Only a number is required: how many lines of the material contain the string "However".

** Opening AVAILABLE DATA block **

PR #1011, opened 2021-06-22
fix debug report

chkeita:
The debug report created by the command `onefuzz debug  notification job <job id>`  is causing a crash in the regression task 
```
error running task: libfuzzer regression

Caused by:
    0: handling crash reports
    1: unable to parse crash report: fake-crash-sample.json
    2: unable to parse report: task_unique_reports_2/fake-crash-sample.json - "{\"input_url\": null, \"input_blob\": {\"account\": \"fuzz27ee6imdmr5gy\", \"container\": \"oft-crashes-cecbd958a1f257688f9768edaaf6c94d\", \"name\": \"fake-crash-sample\"}, \"executable\": \"fuzz.exe\", \"crash_type\": \"fake crash report\", \"crash_site\": \"fake crash site\", \"call_stack\": [\"#0 fake\", \"#1 call\", \"#2 stack\"], \"call_stack_sha256\": \"0000000000000000000000000000000000000000000000000000000000000000\", \"input_sha256\": \"e3b0c44298fc1c149afbf4c8996fb92427ae41e4649b934ca495991b7852b855\", \"asan_log\": \"fake asan log\", \"task_id\": \"b1107de0-c3cb-43ff-ab68-5accc579f4d4\", \"job_id\": \"afa45e3e-9a75-4a47-8d59-ef3154599fc7\", \"scariness_score\": null, \"scariness_description\": null, \"minimized_stack\": null, \"minimized_stack_sha256\": null, \"minimized_stack_function_names\": null, \"minimized_stack_function_names_sha256\": null}"
```

### DIFF
--- a/src/agent/onefuzz-agent/src/tasks/report/crash_report.rs
+++ b/src/agent/onefuzz-agent/src/tasks/report/crash_report.rs
@@ -32,15 +32,12 @@ pub struct CrashReport {
     pub call_stack: Vec<String>,
     pub call_stack_sha256: String,
 
-    #[serde(default, skip_serializing_if = "Vec::is_empty")]
-    #[serde(deserialize_with = "deserialize_null_default")]
-    pub minimized_stack: Vec<String>,
+    #[serde(default, skip_serializing_if = "Option::is_none")]
+    pub minimized_stack: Option<Vec<String>>,
     #[serde(default, skip_serializing_if = "Option::is_none")]
     pub minimized_stack_sha256: Option<String>,
-
-    #[serde(default, skip_serializing_if = "Vec::is_empty")]
-    #[serde(deserialize_with = "deserialize_null_default")]
-    pub minimized_stack_function_names: Vec<String>,
+    #[serde(default, skip_serializing_if = "Option::is_none")]
+    pub minimized_stack_function_names: Option<Vec<String>>,
     #[serde(default, skip_serializing_if = "Option::is_none")]
     pub minimized_stack_function_names_sha256: Option<String>,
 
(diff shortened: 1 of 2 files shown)


bmc-msft:
I think this should be fixed in the agent, not the debug command.

This means we have existing reports that could break the regression task.

src/agent/onefuzz-agent/src/tasks/report/crash_report.rs
```diff
@@ -33,11 +33,13 @@ pub struct CrashReport {
     pub call_stack_sha256: String,
 
     #[serde(default, skip_serializing_if = "Vec::is_empty")]
+    #[serde(deserialize_with = "deserialize_null_default")]
```
bmc-msft, line 36: Instead of a custom `deserialize_with`, these could be optional which matches the python side:

https://github.com/microsoft/onefuzz/blob/97cba8eda1caf25c0ed47bc11be13dcccc75451c/src/pytypes/onefuzztypes/models.py#L256-L259

chkeita: I implemented the changes to match the python side and other configs.
but I personally think that having `Option<Vec<string>>` is redundant since since `None` and `Some(vec![])` can be used to represent the absence of a list.

src/agent/onefuzz-agent/src/tasks/report/crash_report.rs
```diff
@@ -11,7 +11,7 @@ use onefuzz_telemetry::{
     },
     EventData,
 };
-use serde::{Deserialize, Serialize};
+use serde::{Deserialize, Deserializer, Serialize};
```
bmc-msft, line 14:
```suggestion
use serde::{Deserialize, Serialize};
```

bmc-msft (approved):

PR #1012, opened 2021-06-23
update azure-keyvault-secrets to 4.3.0

bmc-msft:
Note, this also removes azure-keyvault and azure-keyvault-keys which are
not used at this time.

### DIFF
--- a/src/api-service/__app__/onefuzzlib/secrets.py
+++ b/src/api-service/__app__/onefuzzlib/secrets.py
@@ -5,7 +5,7 @@
 
 
 import os
-from typing import Tuple, Type, TypeVar, cast
+from typing import Tuple, Type, TypeVar
 from urllib.parse import urlparse
 from uuid import uuid4
 
@@ -38,7 +38,7 @@ def save_to_keyvault(secret_data: SecretData) -> SecretData:
 def get_secret_string_value(self: SecretData[str]) -> str:
     if isinstance(self.secret, SecretAddress):
         secret = get_secret(self.secret.url)
-        return cast(str, secret.value)
+        return secret.value
     else:
         return self.secret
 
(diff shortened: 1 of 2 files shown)


bmc-msft:
Note, the upstream typing signature for `begin_delete_secret` appears to be wrong.

https://github.com/Azure/azure-sdk-for-python/issues/19411

However, as this does not depend on the result, this PR removes the call to `wait`.

src/api-service/__app__/onefuzzlib/secrets.py
```diff
@@ -79,4 +79,4 @@ def get_secret_obj(secret_url: str, model: Type[A]) -> A:
 def delete_secret(secret_url: str) -> None:
     (vault_url, secret_name) = parse_secret_url(secret_url)
     keyvault_client = get_keyvault_client(vault_url)
-    keyvault_client.begin_delete_secret(secret_name).wait()
```
ranweiler, line 82: Doesn't this change the semantics of this function? Are we just removing the `wait()` for the sake of the bad type signature?

ranweiler: If we really don't care that we blocked until deletion completed, I'd suggest renaming this method and documenting that it only starts deletion, and does not allow callers to determine when deletion has actually completed.

The main thing that isn't clear to me is if the deletion operation can ever fail after the Azure SDK has given us an `LROPoller`.

bmc-msft: This does not change the semantics of the function.  Previously, this was a blocking operation without ever checking the result.   

 `result()` needs to be called to get the result.

ranweiler: Understood re `result()`, but I guess my point is that before, after calling this, our deletion request either succeeded or failed (though we couldn't tell which). Now neither may have happened. I agree that from a caller perspective, this difference probably isn't actionable, due to the lack of any result value or exception.

I still think it would be prudent to rename this to emphasize that this just _attempts_ an operation. I'm happy that the uncertainty is at least more obvious in the implementation now, though.

ranweiler (approved):

PR #1265, opened 2021-09-22
move to using released appinsights version

bmc-msft:
appinsights 0.2 was released, enabling rustls by default.  As such, we
can now track the released versions rather than a specific git hash.

### DIFF
--- a/src/agent/onefuzz-telemetry/src/lib.rs
+++ b/src/agent/onefuzz-telemetry/src/lib.rs
@@ -63,7 +63,7 @@ impl fmt::Display for InstanceTelemetryKey {
     }
 }
 
-pub type TelemetryClient = appinsights::TelemetryClient<appinsights::InMemoryChannel>;
+pub type TelemetryClient = appinsights::blocking::TelemetryClient;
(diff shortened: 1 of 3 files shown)


src/agent/onefuzz-telemetry/src/lib.rs
```diff
@@ -63,7 +63,7 @@ impl fmt::Display for InstanceTelemetryKey {
     }
 }
 
-pub type TelemetryClient = appinsights::TelemetryClient<appinsights::InMemoryChannel>;
+pub type TelemetryClient = appinsights::blocking::TelemetryClient;
```
bmc-msft, line 66: Note, the InMemoryChannel is now default and not required to be specified as a type anymore.

ranweiler (approved):

bmc-msft:
A bunch of integration tests are breaking (beyond the known issues with windows libfuzzer).  I will dig into this to see if it's this PR or a wider issue.

bmc-msft:
not functional as is, more investigation on this needed, potentially moving to tracing pipeline as discussed offline.

PR #1268, opened 2021-09-22
enable configurable virtual network ranges

bmc-msft:
In order to enable express route changes, we need to allow administrators to configure the virtual network IP ranges used.

1f creates virtual networks with the name of the region.  To maintain compatibility with existing deployments as well as enabling continued support to not break existing deployments, this  

Without configuration, this change will continue to use `region` as the network name as long as the network config is the defaults.  Otherwise, it will use `region-<namespaced-guid-here>` based on the settings in the config.

### DIFF
--- a/src/api-service/__app__/onefuzzlib/azure/network.py
+++ b/src/api-service/__app__/onefuzzlib/azure/network.py
@@ -4,6 +4,7 @@
 # Licensed under the MIT License.
 
 import logging
+import uuid
 from typing import Optional, Union
 
 from msrestazure.azure_exceptions import CloudError
@@ -11,36 +12,63 @@ from onefuzztypes.enums import ErrorCode
 from onefuzztypes.models import Error
 from onefuzztypes.primitives import Region
 
+from ..config import InstanceConfig
 from .creds import get_base_resource_group
-from .subnet import create_virtual_network, delete_subnet, get_subnet_id
+from .subnet import create_virtual_network, get_subnet_id
+
+# these were original address spaces chosen for 1f.  However, moving forwards
+# these are configurable in the Instance Config.  Network names will be
+# calculated from the address_space/subnet *except* if they are the original
+# values.  This allows backwards compatability to existing configs if you don't
+# change the network configs.
+ORIGINAL_ADDRESS_SPACE = "10.0.0.0/8"
+ORIGINAL_SUBNET = "10.0.0.0/16"
+
+# This was generated randomly and should be preserved moving forwards
+NETWORK_GUID_NAMESPACE = uuid.UUID("372977ad-b533-416a-b1b4-f770898e0b11")
 
 
 class Network:
     def __init__(self, region: Region):
         self.group = get_base_resource_group()
         self.region = region
+        self.network_config = InstanceConfig.fetch().network_config
+
+        if (
+            self.network_config.address_space == ORIGINAL_ADDRESS_SPACE
+            and self.network_config.subnet == ORIGINAL_SUBNET
+        ):
+            self.name: str = self.region
+        else:
+            network_id = uuid.uuid5(
+                NETWORK_GUID_NAMESPACE,
+                "|".join(
+                    [self.network_config.address_space, self.network_config.subnet]
+                ),
+            )
+            self.name = f"{self.region}-{network_id}"
 
     def exists(self) -> bool:
         return self.get_id() is not None
 
     def get_id(self) -> Optional[str]:
-        return get_subnet_id(self.group, self.region)
+        return get_subnet_id(self.group, self.name, self.region)
 
     def create(self) -> Union[None, Error]:
         if not self.exists():
-            result = create_virtual_network(self.group, self.region, self.region)
+            result = create_virtual_network(
+                self.group, self.name, self.region, self.network_config
+            )
             if isinstance(result, CloudError):
                 error = Error(
                     code=ErrorCode.UNABLE_TO_CREATE_NETWORK, errors=[result.message]
                 )
                 logging.error(
-                    "network creation failed: %s- %s",
+                    "network creation failed: %s:%s- %s",
+                    self.name,
                     self.region,
                     error,
                 )
                 return error
 
         return None
-
-    def delete(self) -> None:
-        delete_subnet(self.group, self.region)
--- a/src/api-service/__app__/onefuzzlib/azure/subnet.py
+++ b/src/api-service/__app__/onefuzzlib/azure/subnet.py
@@ -10,15 +10,16 @@ from typing import Any, Optional, Union, cast
 from azure.core.exceptions import ResourceNotFoundError
 from msrestazure.azure_exceptions import CloudError
 from onefuzztypes.enums import ErrorCode
-from onefuzztypes.models import Error
+from onefuzztypes.models import Error, NetworkConfig
+from onefuzztypes.primitives import Region
 
 from .network_mgmt_client import get_network_client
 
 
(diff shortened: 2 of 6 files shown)


src/api-service/__app__/onefuzzlib/azure/network.py
```diff
@@ -4,43 +4,68 @@
...
 
 class Network:
     def __init__(self, region: Region):
         self.group = get_base_resource_group()
         self.region = region
+        self.network_config = InstanceConfig.fetch().network_config
+
+        # Network names will be calculated from the address_space/subnet
+        # *except* if they are the original values.  This allows backwards
+        # compatability to existing configs if you don't change the network
```
ranweiler, line 31:
```suggestion
        # compatibility to existing configs if you don't change the network
```

src/api-service/__app__/onefuzzlib/azure/network.py
```diff
@@ -4,43 +4,68 @@
...
+NETWORK_GUID_NAMESPACE = uuid.UUID("372977ad-b533-416a-b1b4-f770898e0b11")
 
 
 class Network:
     def __init__(self, region: Region):
         self.group = get_base_resource_group()
         self.region = region
+        self.network_config = InstanceConfig.fetch().network_config
+
+        # Network names will be calculated from the address_space/subnet
```
ranweiler, line 29: 👍

src/api-service/__app__/onefuzzlib/azure/network.py
```diff
@@ -4,43 +4,68 @@
...
+        if (
+            self.network_config.address_space
+            == NetworkConfig.__fields__["address_space"].default
+            and self.network_config.subnet == NetworkConfig.__fields__["subnet"].default
+        ):
+            self.name: str = self.region
+        else:
+            network_id = uuid.uuid5(
+                NETWORK_GUID_NAMESPACE,
+                "|".join(
```
ranweiler, line 42: In the CLI, we use `:` as the delimiter when creating namespaced UUIDs from multiple components.

I can't think of a real reason why it'd matter, but should we prefer one or the other?

src/api-service/__app__/onefuzzlib/azure/subnet.py
```diff
@@ -10,15 +10,16 @@
...
 
-def get_subnet_id(resource_group: str, name: str) -> Optional[str]:
+def get_subnet_id(resource_group: str, name: str, subnet_name: str) -> Optional[str]:
     network_client = get_network_client()
     try:
-        subnet = network_client.subnets.get(resource_group, name, name)
+        subnet = network_client.subnets.get(resource_group, name, subnet_name)
         return cast(str, subnet.id)
     except (CloudError, ResourceNotFoundError):
         logging.info(
```
ranweiler, line 25: Should we update this error message to include the newly-passed `subnet_name`, too?

src/api-service/__app__/onefuzzlib/request.py
```diff
@@ -92,8 +92,8 @@ def not_ok(
         )
 
 
-def redirect(location: str) -> HttpResponse:
-    return HttpResponse(status_code=302, headers={"Location": location})
+def redirect(url: str) -> HttpResponse:
```
ranweiler, line 95: I assume this change is just for reader clarity, since variable name previously referred the HTTP notion of `Location` header, whereas elsewhere in this PR, we are interacting with Azure APIs that use "location" to refer to an Azure region.

src/api-service/__app__/onefuzzlib/azure/subnet.py
```diff
@@ -10,15 +10,16 @@
...
 from onefuzztypes.enums import ErrorCode
-from onefuzztypes.models import Error
+from onefuzztypes.models import Error, NetworkConfig
+from onefuzztypes.primitives import Region
 
 from .network_mgmt_client import get_network_client
 
 
-def get_subnet_id(resource_group: str, name: str) -> Optional[str]:
+def get_subnet_id(resource_group: str, name: str, subnet_name: str) -> Optional[str]:
```
ranweiler, line 19: What's the difference between `name` and `subnet_name`?

src/api-service/__app__/onefuzzlib/azure/network.py
```diff
@@ -4,43 +4,68 @@
...
+                ),
+            )
+            self.name = f"{self.region}-{network_id}"
 
     def exists(self) -> bool:
         return self.get_id() is not None
 
     def get_id(self) -> Optional[str]:
-        return get_subnet_id(self.group, self.region)
+        return get_subnet_id(self.group, self.name, self.name)
```
ranweiler, line 52: I think the repetition of `self.name` in the arguments here is intentional, but please confirm.

src/api-service/__app__/onefuzzlib/azure/network.py
```diff
@@ -4,43 +4,68 @@
...
+                    "network creation failed: %s:%s- %s",
+                    self.name,
                     self.region,
                     error,
                 )
                 return error
 
         return None
-
-    def delete(self) -> None:
```
ranweiler, line 45: Why are we removing this?

src/pytypes/onefuzztypes/models.py
```diff
@@ -794,6 +794,11 @@ class Task(BaseModel):
     user_info: Optional[UserInfo]
 
 
+class NetworkConfig(BaseModel):
+    address_space: str = Field(default="10.0.0.0/8")
```
ranweiler, line 798: Maybe we should pass these values via named constants.

src/pytypes/onefuzztypes/models.py
```diff
@@ -835,9 +840,8 @@ class InstanceConfig(BaseModel):
     allow_pool_management: bool = Field(default=True)
 
     allowed_aad_tenants: List[UUID]
-
+    network_config: NetworkConfig = Field(default=NetworkConfig())
```
ranweiler, line 843: It probably shouldn't matter in practice, but I think we really want `default_factory=NetworkConfig`, or similar.

src/api-service/__app__/onefuzzlib/azure/network.py
bmc-msft: It is intentional.  Right now, the subnet id is the same as the network name.

src/api-service/__app__/onefuzzlib/azure/network.py
bmc-msft: it's not actually used.

src/api-service/__app__/onefuzzlib/azure/subnet.py
bmc-msft: right now, nothing.  we have only one subnet name.

src/api-service/__app__/onefuzzlib/request.py
bmc-msft: Correct.  This change was clarity, based on grep to find everywhere we used `location`.

src/pytypes/onefuzztypes/models.py
bmc-msft: I thought about that, but didn't want the named constants used elsewhere, rather always just use the defaults from the model directly.

src/api-service/__app__/onefuzzlib/azure/network.py
bmc-msft: I chose to use a different value as `:` is used in IPv6 addresses.

ranweiler (approved):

** Closing AVAILABLE DATA block **

(COMPLETED EXERCISE) 2